Verfehlte Politik: Den Preis bezahlen die Bürger

Screenshot berliner-zeitung.de

Politische Entscheidungen sind häufig schnell getroffen und wenig durchdacht: Jedoch die Folgen sind sehr weiterreichend. Hingegen für Unternehmen gelten andere Parameter: Verlässlichkeit und ein stabiles politisches Umfeld sind als Standortfaktor unerlässlich. Ein offenkundiger Widerspruch: Diesen bezahlen nicht selten gewöhnliche Bürger.

>>Frankfurter Allgemeine Zeitung<<

“Die deutsche Wirtschaft erleidet im Westen einer Studie zufolge mit Abstand die größten Exportverluste durch die Sanktionen gegen Russland. Das berichtet die Zeitung „Rheinische Post“ (Donnerstag) unter Berufung auf eine noch unveröffentlichte Untersuchung des Kieler Instituts für Weltwirtschaft (IfW). „Deutschland trägt fast 40 Prozent des verlorenen Handels im Westen, während andere große geopolitische Akteure wie das Vereinigte Königreich (7,9 Prozent), Frankreich (4,1 Prozent) und die Vereinigten Staaten (0,6 Prozent) weitaus weniger betroffen sind“, heißt es in der Studie. Nach den Berechnungen des Kieler Instituts fallen die deutschen Exporte im Durchschnitt um rund 727 Millionen Dollar (618 Millionen Euro) pro Monat niedriger aus als im Szenario ohne Sanktionen.

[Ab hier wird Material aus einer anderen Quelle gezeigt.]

PR #43, opened 2018-12-12
remove logging

abaehre:


transform/transform.go
```diff
@@ -92,7 +89,6 @@ func (ti *transformInstruction) transform(in interface{}, fieldType string, modi
 	}
 	rawValue, err := jsonpath.Get(path, in)
 	if err != nil {
-		level.Debug(log.NewLogfmtLogger(os.Stderr)).Log("Error in JSONPath during transform: %v", err)
```
tkuhlman: Note line 83, explicitly mentions this is not an error condition.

Die Gesamtkosten der 2014 verhängten Russland-Sanktionen betrugen nach den IfW-Berechnungen 114 Milliarden Dollar (97 Milliarden Euro) allein im Jahr 2015. Davon entfielen 61 Prozent auf russische Unternehmen. Der Exportverlust für sanktionierende westliche Länder belaufe sich auf 44 Milliarden Dollar (37,5 Milliarden Euro), wovon wiederum 90 Prozent auf EU-Länder entfielen.”

 

>>Manager Magazin<<

“Im Streit über Siemens-Kraftwerksturbinen auf der Krim hat der Münchener Konzern eine juristische Niederlage erlitten. Ein Moskauer Gericht lehnte einen Antrag von Siemens ab, die Turbinen zu beschlagnahmen und ihre Inbetriebnahme zu untersagen, wie am Sonntag aus Gerichtsdokumenten hervorging. Der Konzern hatte im Streit mit einer russischen Staatsfirma eine einstweilige Verfügung beantragt. Eine gerichtliche Anhörung ist für den 18. September geplant.”

Das Unternehmen Siemens musste in den Verfahren Aufgrund der Russland-Sanktionen so vorgehen.

>>Spiegel<<

“Rund 2500 Menschen haben am Mittwoch im sächsischen Görlitz gegen die geplante Schließung des Siemens-Werks und den Stellenabbau beim Schienenfahrzeughersteller Bombardier protestiert. Nach Angaben der IG Metall Ostsachsen formierte sich zwischen beiden Werkstoren eine etwa einen Kilometer lange Menschenkette.”

Natürlich spielt bei Unternehmensentscheidungen – wie beispielsweise Werksschließungen – auch das politische Umfeld eine Rolle. Außerhalb eines kleinen Zirkels innerhalb der hohen Politik, kann nur eine kleine Minderheit die Sanktionen gegen Russland nachvollziehen. Die Folgen dieser Politik tragen jedoch in vollen Umfang die Bürger.